Я ненавидела играть на арфе и давно переросла игрушки.
— Мне еще предстоит решить, стричь тебе волосы или нет.
Он уставился на свободно падающие пряди, с презрением взирая на золотые волны.
— Как и любая привлекательная молодая женщина, ты пахнешь раздутым эго и тщеславием.
Он не мог дотронуться до моих волос. Моя мать никогда бы не простила меня, если бы их состригли. Тревога раскрыла мне глаза, и слова вылетели изо рта, а пальцы санитара сжались еще сильнее.
— Пожалуйста, сэр, вы можете не делать этого. Я буду хорошей.

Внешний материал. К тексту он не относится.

PR #937, opened 2021-02-23
Port the ji.patch module to v3 API

lyrivera:
## Description
This PR converts the `jit.patch` submodule to the new v3.0 API. It took more work than I had anticipated, so I will defer the conversion of the  `jit.external` submodule to another PR.

## Motivation and context

Resolves ##875 (partially)

## How has this been tested?

Added unit tests.

## Checklist:


lyrivera:
I realized there's some work left to do, so I converted back to draft.

CHANGELOG.rst
```diff
@@ -4,6 +4,14 @@ Change Log
 v3.x
 ----
 
+v3.0.0-beta.5 (Not released yet)
```
joaander, line 7: Can you revert the changes to the change log? I add these changes only on the `master` branch to avoid merge conflicts. You can draft the change log entry in a PR comment.

hoomd/hpmc/IntegratorHPMC.h
```diff
@@ -205,6 +205,52 @@ class PatchEnergy
...
+        //! Return a flag to trigger the OBB update
+        virtual bool getBuildOBB()
+            {
+            return m_build_obb;
+            }
+
+    protected:
+        bool m_attached = true;   //! Track whether we have attached to the Simulation object
+        bool m_log_only = false;  //! If true, only use patch energy for logging
+        bool m_build_obb = false; //! Flag to update the OBB tree for union of particles
```
joaander, line 253: I don't understand why a HPMC integrator needs these flags? What do they control?

`m_attached` does not seem to be used.

The logging system in v3 has been completely rewritten. Objects shouldn't need a notion of a "logging only" state. You don't have to solve in this PR as we haven't solved it elsewhere, but it will eventually be possible to attach force/energy objects to a Simulation in a way that they are not attached to the integrator and thus don't get evaluated when evolving the system forward in time.

hoomd/hpmc/IntegratorHPMCMono.h
```diff
@@ -333,17 +333,24 @@ class IntegratorHPMCMono : public IntegratorHPMC
...
-                        m_hasOrientation = true;
+                    m_hasOrientation = true;
+                    break;
                     }
                 }
+
+            //! Update the OBB tree if necessary
+            if (m_patch && m_patch->getBuildOBB())
+                {
+                m_patch->buildOBBTree();
```
joaander, line 351: I'm not familiar enough with the patch code to know what this does, but it seems odd to me that a user parameter can influence whether or not the tree is built. I would think that the tree build always needs to be called and the callee can decide whether the call does anything or not.

joaander (commented):
I left a few initial comments. I haven't had chance to read through the whole PR yet.

CHANGELOG.rst
lyrivera: Done.

hoomd/hpmc/IntegratorHPMCMono.h
lyrivera: I believe that is how it was done in the original implementation where the tree was built inside the `setParams` method, so every `patch.set_params(...)` call by the user would trigger the tree build. I can certainly move the build flag check into the `buildOBBTree`method and call it every time within the integrator as is done with the AABB tree.

hoomd/hpmc/IntegratorHPMC.h
lyrivera: Indeed, I tried to implement some hacky attachment protocol but I quickly rescinded. These were leftovers from that.

tcmoore3:
This branch currently (as of commit `b5b0999`) errors out if you try to `import hoomd.hpmc` but built with `-DBUILD_JIT=off`, since `hpmc.pair` only gets installed if you build jit.

joaander (changes requested):
Thanks!

Tim and I have been working on this branch. We've got it running on the GPU and on Summit. I also merged master up into the branch (including the pre-commit styling).

In making my review, I cleaned up a number of issues directly and am leaving comments with tasks for @lyrivera and @b-butler. I'm still working on a few more changes to the CMake configuration and then I'm going to set up GitHub Actions to build and test the JIT builds.

joaander:
FYI, I also removed the source directory as an include directory. This means you need to run the install step in your build tool to get a working module, as v3 no longer copies the headers into the build directory. Including the source directory in the search path is not something we can do safely - if you install hoomd, then switch branches in the source, you could end up with an inconsistent environment.

If there is a strong desire for it, we could consider adding it back in - but conditionally to be either the install or source directory. I'm not aware of a good way to detect that condition right now.

joaander:
This is now building with GPU JIT enabled. Once we fix the pair import issues with ENABLE_LLVM=off and the unit tests, CI will test these configurations to ensure they work.

After we get the unit tests working, we should add a test modeled on the MD LJ validation test to check for thermodynamic correctness.

hoomd/hpmc/external/user.py
```diff
@@ -0,0 +1,142 @@
...
+        integrate.ConvexSpheropolyhedron: _jit.ExternalFieldJITSpheropolyhedron,
+        integrate.Ellipsoid: _jit.ExternalFieldJITEllipsoid,
+        integrate.ConvexSpheropolygon: _jit.ExternalFieldJITSpheropolygon,
+        integrate.FacetedEllipsoid: _jit.ExternalFieldJITFacetedEllipsoid,
+        integrate.Polyhedron: _jit.ExternalFieldJITPolyhedron,
+        integrate.Sphinx: _jit.ExternalFieldJITSphinx
+    }
+
+    def __init__(self, code, clang_exec='clang'):
+        self._llvm_ir = _compile.to_llvm_ir(self._wrap_cpu_(code))
```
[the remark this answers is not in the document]
joaander: Actually, the situation here is worse than I thought. In MPI simulations, the `fork()` to run `clang` causes problems with MPI and/or CUDA. I haven't narrowed down exactly what conditions are needed for a minimal reproducer but the behavior we get is this with 2-rank GPU simulations:
- On `brett`: forking, even to just run `ls` corrupts the particle data memory leading to random errors in `MPI_ISend`, errors that particles are missing when gathering in `getSnapshot`, or `cudaErrorIllegalAddress` errors.
- On `summit`: the fork hangs on both ranks, even when running just `ls`.

We are currently working around this by pre-compiling and specifying the LLVM IR when running. I'm going to push a commit that enables this for now so we have something that works.

Longer term, we should implement a better solution. Options include:
1) Identify the root cause of the failures and work around them somehow to enable forking.
2) Use clang as a library to avoid forking altogether.
3) Accept the llvm IR specification as a solution going forward.
4) Any other ideas?

tcmoore3:
TODO: 
- [ ] choose which header path to include for JIT compilation of user potentials.

joaander:
This PR is no longer a draft.

joaander:
Labelling release to start continue testing older llvm and cuda versions as we finish this PR.

joaander (changes requested):
Great work all, this is coming together very nicely!

I reviewed the C++ code and left a number of comments and suggested changes. I will review the Python code and documentation in another round after my C++ comments have been addressed.

Please add unit tests for the union potential.

hoomd/hpmc/IntegratorHPMC.h
```diff
@@ -120,23 +122,38 @@ struct hpmc_patch_args_t
     \ingroup hpmc_integrators
```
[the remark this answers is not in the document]
tcmoore3: I'll need some help writing this block at the appropriate level of abstraction, but will give it a shot and see how it goes.

hoomd/hpmc/external/CMakeLists.txt
```diff
@@ -0,0 +1,11 @@
+if (BUILD_JIT)
```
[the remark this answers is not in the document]
tcmoore3: Can we resolve this now?

hoomd/hpmc/external/user.py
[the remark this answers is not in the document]
tcmoore3: Resolving now that Josh figured out how to use clang as a library.

hoomd/hpmc/IntegratorHPMC.h
```diff
@@ -187,6 +204,12 @@ class PatchEnergy
         throw std::runtime_error("PatchEnergy (base class) does not support launchKernel");
         }
 #endif
+
+    //! Update the OBB tree  for union of particles
+    virtual void buildOBBTree() { }
```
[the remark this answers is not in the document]
tcmoore3: Removed and now building the OBBTree everywhere where `m_build_obb_tree` was getting set to `true`.

tcmoore3:
@joaander this is ready for another review

tcmoore3:
Here is a comparisons of a system of 4,096 hard-core + LJ attraction particles run on the gpu vs. on 8 cpus with mpi. These are run at a temperature of kT/epsilon = 0.5. Both systems form solid–vapor coexistence. The RDFs are nearly identical, and it appears the potential energies are approaching the same values.

image
The system from the CPU:
image
The system from the GPU:
image

tcmoore3:
Here snapshots of simulations of tetrahedral clusters of LJ particles run at kT/epsilon = 0.5. These simulations are clearly not equilibrated yet, so I am running them longer to make sure we get the same behavior on the cpu and gpu.

The energies and RDFs:
image

A snapshot of the system run on the CPU after 5e4 steps:
image

A snapshot of the system run on the GPU after 5e4 steps:
image

joaander:
@b-butler This is ready for another review.

tcmoore3:
I was a little concerned at how the potential energies in the union test above look so different, so I ran another example at a higher temperature where kinetic arrest does not occur. The results from the GPU and CPU are more similar in this case.
image

System snapshots for reference (colored by the union identity):
GPU:
image
CPU:
image

tcmoore3:
> One more TODO to remove.
> 
> Also, remove the `hpmc/jit` directory exclusions from `setup.cfg` and `.pre-commit-config.yaml`

Done.

lyrivera:
> My thoughts are:
> 
> > 1. In C++, the total patch energy calculation is being done by the integrator via the `computePatchEnergy` method, not by the PatchEnergy* classes. So, should we move the `energy` attribute from the `CPPPotential` objects and add it to the integrator instead? (`mc.energy` , `mc.potential_energy`, `mc.patch_energy`?)
> 
> No, do not move the energy property to the integrator. It logically makes more sense as a property of the patch energy class.
> 
> > 1. The opposite is true for the field energy, which is computed by the field class class itself since it doesn't need to query for pair interactions. I think that if the patch energy attribute is moved to the integrator so should be the field one (`mc.field_energy` instead of `field.energy`). This can be easily achieved by adding a `computeFieldEnergy` to the integrator that simply returns a call to `m_field->computeEnergy`.
> 
> The energy property makes logical sense as a property of the field class.

Sounds good to me. Thanks

Issue #936, opened 2021-02-22
Active force doesn't work when attached during simulation


syjlee:
## Description

The active force works just fine when a simulation starts with active force in the first place.
But, when the active force is attached after the first run, the next simulation is running without active force.
In this case, it seems like Dr(rotational diffusion) doesn't update the orientation quaternion of particles.

## Script

```
cpu = hoomd.device.CPU()
sim = hoomd.Simulation(device=cpu)
sim.create_state_from_gsd(gsd)
cell = hoomd.md.nlist.Cell()
cell.max_diameter = 0.5*2**(1/6)+1
slj = hoomd.md.pair.SLJ(r_cut=3*2**(1/6), nlist=cell)
slj.params[('A', 'A')] = dict(epsilon=1.0, sigma=0.5) 
npt = hoomd.md.methods.NPT(filter=hoomd.filter.All(), kT=T, tau=0.1, tauS=10, S=[0,0,0,0,0,0], couple='none')
integrator = hoomd.md.Integrator(dt=0.005, methods=[npt], forces=[slj])
sim.operations += integrator 
sim.run(10)

active = hoomd.md.force.Active(filter=hoomd.filter.All(), seed=57, rotation_diff=1.0)
active.active_force['A','A'] = (1.0,0,0)
integrator.forces.append(active)
sim.run(10)
```

## Output

Active force doesn't exert any effect on the integrator.

## Expected output

Active force should be properly attached and particle orientation should reflect the active force vector.

Platform:
- Linux
- CPU

Installation method:
- Conda package

Versions:
- Python version: 3.8.5
- **HOOMD-blue** version: 3.0.0-beta.4

b-butler:
I don't know if this is a bug, my guess is what is happening, is that `aniso` for the integrator is being set to `False` since you don't have any anisotropic interactions when first attaching. After adding the active force after the first run call, you still update the translational degrees of freedom, but not rotational.

syjlee:
@b-butler How can I set `aniso` `True` in the first run when there's no active force?

b-butler:
`integrator = md.Integrator(aniso=True)`. However, I do think it is a bug not to mention this in the documentation. We should have a warning about using the `Active` force without `aniso=True`.

syjlee:
[...]

PR #938, opened 2021-02-23
fixes on active force of less than one

syjlee:
## Description
It changes the numerical type of active force from int to float for active force less than one 
and added consideration of zero active force.

## Motivation and context
Active force smaller than 1 is treated 0 due to variable type int.

## How has this been tested?
The change is tested with a simple running script.

## Change log
1. Active force indicator's numerical type is changed from int to float in md/force.py
2. if statement is added to treat the case with zero active force magnitude in md/ActiveForceCompute.cc

## Checklist:

- [o] I have reviewed the [**Contributor Guidelines**](https://github.com/glotzerlab/hoomd-blue/blob/master/CONTRIBUTING.md).
- [o] I agree with the terms of the [**HOOMD-blue Contributor Agreement**](https://github.com/glotzerlab/hoomd-blue/blob/master/ContributorAgreement.md).

### DIFF
--- a/hoomd/md/ActiveForceCompute.cc
+++ b/hoomd/md/ActiveForceCompute.cc
@@ -109,10 +109,20 @@ void ActiveForceCompute::setActiveForce(const std::string& type_name, pybind11::
 
     Scalar f_activeMag = slow::sqrt(f_activeVec.x*f_activeVec.x+f_activeVec.y*f_activeVec.y+f_activeVec.z*f_activeVec.z);
 
-    f_activeVec.x /= f_activeMag;
-    f_activeVec.y /= f_activeMag;
-    f_activeVec.z /= f_activeMag;
-    f_activeVec.w = f_activeMag;
+    if(f_activeMag >0)
+        {
+        f_activeVec.x /= f_activeMag;
+        f_activeVec.y /= f_activeMag;
+        f_activeVec.z /= f_activeMag;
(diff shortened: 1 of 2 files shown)


joaander:
I don't understand. Where is the `int` cast that causes the problem described? Is this related to #936?

syjlee:
Actually, it's separate issue. 
To avoid the issue I had with #936, I attached active force object from the start but set the force magnitude zero. 
activeforcecomputing.cc is correcting/adding the zero active force case.
And the change in force.py `param_dict=TypeParameterDict((1., 0., 0.), len_keys=1)` is preventing the active force less than 1 from being converted to zero.

joaander:
> And the change in force.py `param_dict=TypeParameterDict((1., 0., 0.), len_keys=1)` is preventing the active force less than 1 from being converted to zero.

Ahh, I see. The `TypeParameter` machinery is making the cast. @b-butler is there a clearer way to mark these as tuples of floats and set the defaults?

b-butler:
The dot in the numbers would work. Although that can be easy to miss, I would go for the explicit `(1.0, 0.0, 0.0)`. We aren't consistent on this, but I think this is to be preferred.

syjlee:
Just made the change and committed.

joaander (approved):
Thanks!

syjlee:
@SchoeniPhlippsn Requesting your review on this PR.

— И я даю тебе возможность доказать это сейчас.
Откинувшись в кресле и покуривая трубку, сэр Ротфилд начал объяснять.
— Лучше всего провести первоначальный осмотр сразу по прибытии. Веди себя хорошо, и можешь держать свои локоны при себе.
Я обещала родителям вести себя прилично. Ничего не могла сделать, кроме как стоять на месте и трястись, будучи на виду у них обоих, когда санитар Кельвин раздел меня до самого нижнего белья. Ощутив холод, я пыталась притвориться, что была меньше мыши, и внутренне плакала молчаливыми слезами, но ничего не говорила.
С меня сняли мерки, будто я стояла перед портным. Чужие руки касались меня, вертели подбородок так и так. Мне приказали высунуть язык, покашлять, дотронуться до пальцев ног. Каждая отметина на моем теле была занесена в карту. Также мне задали вопросы о каждой царапине, шраме и синяке. Они даже наклонили меня вперед, стянули мои трусы и раздвинули ягодицы.